普段読まないジャンルの本を読んでみました。現代の女子高生が主人公ですが、実は前世(源義経)の記憶を持っていて、しかも同じく、前世が弁慶という教師や、静御前だという男子高校生にも出会ってしまい……というおもしろい設定です。
義経といえば中世から現代に至るまで物語の題材として超人気の、誰もが知るスーパーヒーロー。もう小説も書かれ尽くしたんじゃないかというぐらいたくさん出版されています。北条義時源頼家・実朝とその周辺にスポットを当てた歴史小説が、今年の大河ドラマに便乗して出版&再刷されていますが、義経小説はそんなにプッシュされている印象はありません。義経レベルともなると、いまさら便乗することもない、という貫録すら見えるようです。

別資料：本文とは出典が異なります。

PR #29, opened 2016-09-16
Remove DOM event listener attributes from selections

### LINKED ISSUE #27: onload attribute not being removed from elements in a selection clip
This causes an error saying we refuse to execute the inline event handler. This shouldn't break us, but we should remove all attribute-based event handlers from selections.

mttwc:
Fixes #27. 'Benchmarked' against sites with a whole lot of elements (NYTimes, SeattleTimes) by selecting everything on the page. Seems to super quick (<10ms).

### DIFF
--- a/src/scripts/domParsers/domUtils.ts
+++ b/src/scripts/domParsers/domUtils.ts
@@ -728,6 +728,47 @@ export module DomUtils {
 		return a;
 	}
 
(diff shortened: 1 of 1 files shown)


leakymemory (approved):

VishaalK:
I too approve these changes

PR #67, opened 2016-09-29
Add in the default settings for the ratings prompt

leakymemory:
This fixes the unit test failures.


mttwc:
Merging this in. We'll discuss a more permanent solution to this when we can.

そんななかで、とうとう義経も転生したかーーーーーと、タイトルに一瞬で惹きつけられました。最近流行の説明口調で長いタイトルにはちょっと苦手意識があったのですが、一見して内容がわかるというのはメリットですね。

全体的に漫画を読むような気軽さで、スイスイと読めました。(実際、一晩で読んでしまいました。)
キャラクターたちも個性的でおもしろいです。静御前の解釈はちょっと珍しくて新鮮に感じました。
そして中盤から物語の核心が見え始め、意外な方向に向かっていきます。ミスリードが上手くて、これってこういうことなんじゃ?と思ったものは全部外れました笑 作者の手のひらの上で転がされた気分です。タイトルとあらすじから想像したのとはちょっと違った、意外な展開に存分に驚かされ、最後までのめり込んで一気読みしてしまいました。

好きポイントとしては、義経の正妻・郷御前にかなりスポットが当たっていたこと。義経を愛した女性と言えば静御前が有名ですが(お恥ずかしながら、私も静御前しか知りませんでした…)、最期の瞬間まで義経の傍に連れ添った郷御前、もっと注目されてほしい……と、この小説を読んで思いました。
作者の後書きがなかったのが残念です。郷御前にこれだけ注目した想いや、着想のきっかけなど、作者が語ってくれるページを最後に読めたら良かったなと思いました。